Spatial Distribution of Point Source Nutrient Loads and Eutrophication in German River Networks: Data Analysis and Parsimonious Modeling

Human activities through agricultural, urbanized, and industrial regions in a catchment produce anthropogenic nutrient releases into the aquatic ecosystems. The human-induced nutrient sources are discharged toward receiving water bodies (e.g., rivers, lakes, and oceans) via diffuse or point pathways. Although travel time-scales are different between diffuse and point sources, they have significant potentials to impair the health of lotic and lentic ecosystems. In case of point sources, they are dominantly discharged from urban wastewater treatment plants (UWWTPs) under regulations to protect water-quality and aquatic ecosystems. While UWWTPs sizes are designed to meet the regulations and constrained by physical conditions (e.g., economy of scales), their locations within a catchment are not always determined to satisfy integrated viewpoints for environmental protection. Thus, unexpected adverse effects at a catchment scale are often observed in many catchments (e.g., algal blooms due to eutrophication).
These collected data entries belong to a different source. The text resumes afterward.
PR #1793, opened 2023-08-27
add clock service

MikeStall:
Add an IClockService, similar to existing IRandomService. 
Call clock service instead of DateTime.UtcNow directly. This abstracts our direct dependency on the machine. It also allows the host to override, which can be very useful for deterministic testing Today(), IsToday(), Now() - especially around UTC , datetime boundaries.


LucGenetier:
✅ No public API change.

nguhoa (approved):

Knowing this background, our research aims to explore how the specific loadings and location of UWWTPs are distributed along river networks, and to investigate which parts of a catchment are ecologically vulnerable due to nutrient (nitrogen and phosphorous) loads discharged from UWWTPs. To this end, we have analyzed country-scale data of 8,900 UWWTPs in Germany, and examine the size and location distributions not only for UWWTPs themselves, but also for individual nutrients loads. Based on these results we develop a catchment-scale parsimonious model that can be used for assessing the ecological vulnerability of river networks to point sources nutrient loading in a spatially explicit way and for entire river networks. This model is expected to provide implications to optimization of spatial patterns of UWWTPs within catchments to minimize water quality impairment and eutrophication levels in river networks.